Improving Zero-shot Sentence Decontextualisation with Content Selection and Planning
This addresses the issue of ambiguous sentences in NLP tasks like evidence extraction, though it is incremental as it builds on prior decontextualisation work.
The paper tackles the problem of making extracted sentences understandable out of context by proposing a zero-shot decontextualisation framework that selects and plans content, resulting in improved semantic integrity and discourse coherence compared to existing methods.

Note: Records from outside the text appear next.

PR #68, opened 2022-10-22
Pract 03: Add 07-09 | Militsa Toncheva

milicavilica:
Militsa Toncheva
Group 6 2MI0600216

### DIFF
--- a/SI/Sem.03/Pract.03/Task07.cpp
+++ b/SI/Sem.03/Pract.03/Task07.cpp
@@ -1,0 +1,26 @@
+#include <iostream>;
+
+using namespace std;
+
+int main()
+{
+	int n;
+	cin >> n;
+	if (n <= 0)
+	{
+		cout << "n must be larger than 0!";
+	}
+	else
+	{
+		int a = 3;
+		int b = 4;
+		int c = 5;		
+		while (c < n)
+		{
+			cout << a << ' ' << b << ' ' << c << endl;
+			a *= 2;
+			b *= 2;
+			c *= 2;
+		}
+	}
+}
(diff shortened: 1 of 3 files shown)


SI/Sem.03/Pract.03/Task07.cpp
```diff
@@ -0,0 +1,26 @@
...
+	if (n <= 0)
+	{
+		cout << "n must be larger than 0!";
+	}
+	else
+	{
+		int a = 3;
+		int b = 4;
+		int c = 5;		
+		while (c < n)
```
GeorgiTerziev02, line 18: Wrong solution: if you have input 13, you will skip the output 5, 12, 13.

SI/Sem.03/Pract.03/Task09.cpp
```diff
@@ -0,0 +1,36 @@
...
+int main()
+{
+	int n;
+	cout << "Вход: ";
+	cin >> n;
+	if (n > 3)
+	{
+		int num1 = 1;
+		int num2 = 1;
+		cout << "Изход: " << num1 << ' ' << num2 << ' ';
```
GeorgiTerziev02, line 14: Forget about bulgarian in your code 😃

SI/Sem.03/Pract.03/Task09.cpp
```diff
@@ -0,0 +1,36 @@
...
+		int nextNum = 0;
+		for (int i = 1; ; i++)
```
GeorgiTerziev02, line 16: Looks like a while loop will be better here, you are not using the i variable

GeorgiTerziev02 (changes requested):

GeorgiTerziev02:

PR #77, opened 2022-10-26
Pract 03: Add 10 - 12 | Militsa Toncheva

milicavilica:
Militsa Toncheva
Group 6 2MI0600216


Justsvetoslavov:
Example solutions are uploaded.
You can view them [here](https://github.com/Justsvetoslavov/Introduction_to_programming/tree/master/SI/Sem.03/Pract.03).

PR #200, opened 2022-12-01
Pract. 07 (References): Add 04-06 | Georgi Baltiev

georgibaltiev:
Georgi Baltiev
2 2MI0600168

### DIFF
--- a/Task04.cpp
+++ b/Task04.cpp
@@ -1,0 +1,55 @@
+#include <iostream>
+
+int GCD(int alpha, int beta) {
+    if(alpha == beta) return alpha;
+    int first = (alpha > beta) ? alpha : beta;
+    int second = (alpha < beta) ? alpha : beta;
+        do{
+             int remainder = first % second;
+             first = second;
+             second = remainder;
+        } while (first != 0);
+        return second;
+}
+
+void simplifyFraction(int& numerator, int& denominator) {
+    if(numerator == denominator) {
+        numerator = 1;
+        denominator = 1;
+    } else {
+    int commonDivisor = GCD(numerator, denominator); 
+    while(commonDivisor != 1) {
+        numerator /= commonDivisor;
+        denominator /= commonDivisor;
+        commonDivisor = GCD(numerator, denominator);
+    }
+}
+}
+
+void printOutFraction(int num, int denom) {
+    std::cout << num << "/" << denom;
+}
+
+void printOutTheEquation(int firstNumerator, int firstDenominator, int secondNumerator, int secondDenominator, int sumNum, int sumDenom) {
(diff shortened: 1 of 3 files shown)


Task04.cpp
```diff
@@ -0,0 +1,55 @@
+#include <iostream>
+
+int GCD(int alpha, int beta) {
+    if(alpha == beta) return alpha;
+    int first = (alpha > beta) ? alpha : beta;
+    int second = (alpha < beta) ? alpha : beta;
```
GeorgiTerziev02, line 6: No needed, just use alpha and beta, try it out and think why it is correct

Task04.cpp
```diff
@@ -0,0 +1,55 @@
...
+    if(numerator == denominator) {
+        numerator = 1;
+        denominator = 1;
+    } else {
+    int commonDivisor = GCD(numerator, denominator); 
+    while(commonDivisor != 1) {
+        numerator /= commonDivisor;
+        denominator /= commonDivisor;
+        commonDivisor = GCD(numerator, denominator);
+    }
```
GeorgiTerziev02, line 25: This is gcd, you should just do, there won't be any other common divisors different than zero :)
        numerator /= commonDivisor;
        denominator /= commonDivisor;

Task05.cpp
```diff
@@ -0,0 +1,24 @@
...
+        powerTen *= 10;
+    }
+    int digitOfFirst = (first / powerTen) % 10;
+    int digitOfSecond = (second / powerTen % 10);
+    if(powerTen <= first && powerTen <= second) {
+    first -= (digitOfFirst * powerTen);
+    second -= (digitOfSecond * powerTen);
+    first += (digitOfSecond * powerTen);
+    second += (digitOfFirst * powerTen);
+    }
```
GeorgiTerziev02, line 15: format your code better, ctrl + k + d

Task05.cpp
```diff
@@ -0,0 +1,24 @@
+#include <iostream>
+
+void switchDigits(int& first, int& second, int k) {
+    int powerTen = 1;
+    for(int i = 1; i < k; i++) {
+        powerTen *= 10;
+    }
+    int digitOfFirst = (first / powerTen) % 10;
+    int digitOfSecond = (second / powerTen % 10);
```
GeorgiTerziev02, line 9: Change position of the right bracket

Task05.cpp
```diff
@@ -0,0 +1,24 @@
...
+    if(powerTen <= first && powerTen <= second) {
```
GeorgiTerziev02, line 10: This check should be done before line 8 and 9

GeorgiTerziev02 (changes requested):

PR #201, opened 2022-12-01
Pract. 07 (References): Add 07-09 | Georgi Baltiev

georgibaltiev:
Georgi Baltiev
2 2MI0600168

### DIFF
--- a/Task07.cpp
+++ b/Task07.cpp
@@ -11,8 +11,14 @@ void calculateHours(int& hour, int& minute, int startHour, int startMinute, int 
         hour = startHour;
         minute = startMinute;
     }
-    else if(startHour == hour) {
-        if(startMinute > minute) minute = startMinute;
+    else if(startHour == hour && minute > startMinute) {
+        minute = startMinute;
+    }
+}
+
+void convertHoursToNormalTime(int& hours) {
+    while(hours >= 24) {
+        hours-= 24;
     }
 }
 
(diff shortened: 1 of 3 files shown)


Task07.cpp
```diff
@@ -0,0 +1,29 @@
...
+int main() {
+    int n, hour = 0, minute = 0;
+    std::cin >> n;
+    if(n < 0) return 0;
+    for(int i = 0; i < n; i++) {
+        int startingHour, startingMinute, duration;
+        std::cin >> startingHour >> startingMinute >> duration;
+        calculateHours(hour, minute, startingHour, startingMinute, duration);
+    }
+    std::cout << hour << " " << minute << std::endl;
```
GeorgiTerziev02, line 28: You do not check if hour is >= 24 when printing
Try the following input
4
19 15 120
20 20 25
18 25 230
21 10 3232

Task07.cpp
```diff
@@ -0,0 +1,29 @@
...
+        startHour++;
+    }
+
+    if(startHour > hour) {
+        hour = startHour;
+        minute = startMinute;
+    }
+    else if(startHour == hour) {
+        if(startMinute > minute) minute = startMinute;
+    }
```
GeorgiTerziev02, line 16: else if(.... && .....)

GeorgiTerziev02 (changes requested):

GeorgiTerziev02 (approved):

Justsvetoslavov:
@GeorgiTerziev02 @georgibaltiev Is it me or the task are not in the correct directory?

Justsvetoslavov (changes requested):
Waiting for a reply on the above comment

PR #203, opened 2022-12-04
Pract.07/Ref : Add 01/02/04 | Ivan Stoynev

Vacata12:
Ivan Stoynev
3 6MI0700164

### DIFF
--- a/IS/Sem.07/Pract.07/References/Task02.cpp
+++ b/IS/Sem.07/Pract.07/References/Task02.cpp
@@ -1,0 +1,44 @@
+#include <iostream>
+using namespace std;
+
+bool isLetter(char symbol);
+void ToLower(char& symbol);
+void ToUpper(char& symbol);
+bool isUpper(char symbol);
+
+int main()
+{
+  char symbol;
+  cin >> symbol;
+  if(isLetter(symbol))
+  {
+    if(isUpper)
+    {
+        ToLower(symbol);
+    }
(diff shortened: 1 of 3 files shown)


IS/Sem.07/Pract.07/References/Task02.cpp
```diff
@@ -0,0 +1,44 @@
...
+}
+
+void ToLower(char& symbol)
+{
+	symbol += 32;	
+}
+
+void ToUpper(char& symbol)
+{
+	symbol -= 32;
```
GeorgiTerziev02, line 43: You are not consistent in naming you functions, the first two are camelCase and the other two are PascalCase.

IS/Sem.07/Pract.07/References/Task04.cpp
```diff
@@ -0,0 +1,46 @@
...
+		for (int i = 2; i <= helper / 2; i++)
+		{
+			if (num1 % i == 0 && num2 % i == 0)
+			{
+				num1 /= i;
+				num2 /= i;
+			}
+		}
+	}
+}
```
GeorgiTerziev02, line 29: Infinite loop, rethink you logic, try to do it without the helper and try to do it with gcd or lcm(lowest common divisor)
Try input 2 2 3 3

GeorgiTerziev02 (changes requested):

PR #205, opened 2022-12-06
Pract. 7 (Strings): Add 01-03 | Georgi Baltiev

georgibaltiev:
Georgi Baltiev
2 2MI0600168


Task01.cpp
```diff
@@ -0,0 +1,20 @@
+#include <iostream>
+
+void alterText(char text[1024], char textCopy[1024]) {
```
plamena-ilieva, line 3: text should be const because you never change it

Task01.cpp
```diff
@@ -0,0 +1,20 @@
...
+    int index = 0, copyIndex = 0;
+    while(text[index] != '\0') {
+        if(text[index] >= 97 && text[index] <= 122) {
```
plamena-ilieva, line 6: you can use characters instead

Task02.cpp
```diff
@@ -0,0 +1,20 @@
+#include <iostream>
+
+void printOutText(int beg, int end, char text[1024]) {
+    for(int i = beg; i <= end; i++) {
+        if(text[i] == '\0') break;
+        std::cout << text[i];
+    }
+    std::cout << std::endl;
```
plamena-ilieva, line 8: you have to return a new string (add it in the arguments list), not print it

Task02.cpp
```diff
@@ -0,0 +1,20 @@
+#include <iostream>
+
+void printOutText(int beg, int end, char text[1024]) {
```
plamena-ilieva, line 3: text should be const

Task02.cpp
```diff
@@ -0,0 +1,20 @@
...
+        if(text[i] == '\0') break;
+        std::cout << text[i];
+    }
+    std::cout << std::endl;
+}
+
+int main() {
+    int beg, end;
+    std::cin >> beg >> end;
+    if(beg > end) std::cout << "";
```
plamena-ilieva, line 14: what if both beg and end are > the length of the string?

plamena-ilieva (changes requested):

Extracting individual sentences from a document as evidence or reasoning steps is commonly done in many NLP tasks. However, extracted sentences often lack context necessary to make them understood, e.g., coreference and background information. To this end, we propose a content selection and planning framework for zero-shot decontextualisation, which determines what content should be mentioned and in what order for a sentence to be understood out of context. Specifically, given a potentially ambiguous sentence and its context, we first segment it into basic semantically-independent units. We then identify potentially ambiguous units from the given sentence, and extract relevant units from the context based on their discourse relations. Finally, we generate a content plan to rewrite the sentence by enriching each ambiguous unit with its relevant units. Experimental results demonstrate that our approach is competitive for sentence decontextualisation, producing sentences that exhibit better semantic integrity and discourse coherence, outperforming existing methods.